* **Exercise requirements**: Once the line holding "PR #4775, opened 2022-12-05" is found in the listing below, write it out and each later line exactly, up to and including the one holding "objctx = ctx.env.options.schema_object_context".
(The data Opens)
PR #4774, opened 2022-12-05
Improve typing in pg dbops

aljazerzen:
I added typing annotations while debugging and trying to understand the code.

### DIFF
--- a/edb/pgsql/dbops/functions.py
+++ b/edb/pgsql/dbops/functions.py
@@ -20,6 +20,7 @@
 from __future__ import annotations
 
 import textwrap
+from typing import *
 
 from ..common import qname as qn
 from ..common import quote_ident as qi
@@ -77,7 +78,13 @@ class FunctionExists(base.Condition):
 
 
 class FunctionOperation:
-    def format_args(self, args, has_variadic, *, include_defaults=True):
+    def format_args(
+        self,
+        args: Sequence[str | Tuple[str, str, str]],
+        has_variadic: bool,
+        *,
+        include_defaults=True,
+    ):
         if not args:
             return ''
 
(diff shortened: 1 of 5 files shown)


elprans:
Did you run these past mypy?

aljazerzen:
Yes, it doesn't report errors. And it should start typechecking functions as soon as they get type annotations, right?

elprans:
(The data Closes)
(The data Opens)
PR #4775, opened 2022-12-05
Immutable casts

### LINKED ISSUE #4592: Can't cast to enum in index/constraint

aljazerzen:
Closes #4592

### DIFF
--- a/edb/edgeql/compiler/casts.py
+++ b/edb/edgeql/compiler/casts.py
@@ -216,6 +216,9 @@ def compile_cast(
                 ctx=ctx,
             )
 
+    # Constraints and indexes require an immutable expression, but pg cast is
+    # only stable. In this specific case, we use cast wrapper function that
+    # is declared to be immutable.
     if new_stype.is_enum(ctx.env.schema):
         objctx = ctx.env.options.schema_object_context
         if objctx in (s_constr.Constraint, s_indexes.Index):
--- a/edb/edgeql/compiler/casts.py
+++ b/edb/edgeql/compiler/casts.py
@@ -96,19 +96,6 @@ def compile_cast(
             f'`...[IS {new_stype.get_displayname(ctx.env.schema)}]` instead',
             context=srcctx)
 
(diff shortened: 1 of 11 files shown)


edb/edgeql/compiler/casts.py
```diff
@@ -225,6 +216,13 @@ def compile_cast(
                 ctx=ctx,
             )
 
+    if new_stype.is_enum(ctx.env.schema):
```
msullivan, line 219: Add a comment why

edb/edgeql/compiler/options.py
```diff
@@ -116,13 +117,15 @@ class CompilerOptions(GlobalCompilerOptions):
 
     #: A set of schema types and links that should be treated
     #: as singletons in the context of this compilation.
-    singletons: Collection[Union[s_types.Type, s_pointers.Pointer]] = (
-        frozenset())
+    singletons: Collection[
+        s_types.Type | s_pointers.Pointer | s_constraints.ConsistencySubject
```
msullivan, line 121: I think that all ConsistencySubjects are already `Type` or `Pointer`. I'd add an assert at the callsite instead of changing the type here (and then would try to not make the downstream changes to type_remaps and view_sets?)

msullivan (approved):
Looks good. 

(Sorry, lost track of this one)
(The data Closes)
* **Answer to the problem**:
PR #4775, opened 2022-12-05
Immutable casts

### LINKED ISSUE #4592: Can't cast to enum in index/constraint

aljazerzen:
Closes #4592

### DIFF
--- a/edb/edgeql/compiler/casts.py
+++ b/edb/edgeql/compiler/casts.py
@@ -216,6 +216,9 @@ def compile_cast(
                 ctx=ctx,
             )
 
+    # Constraints and indexes require an immutable expression, but pg cast is
+    # only stable. In this specific case, we use cast wrapper function that
+    # is declared to be immutable.
     if new_stype.is_enum(ctx.env.schema):
         objctx = ctx.env.options.schema_object_context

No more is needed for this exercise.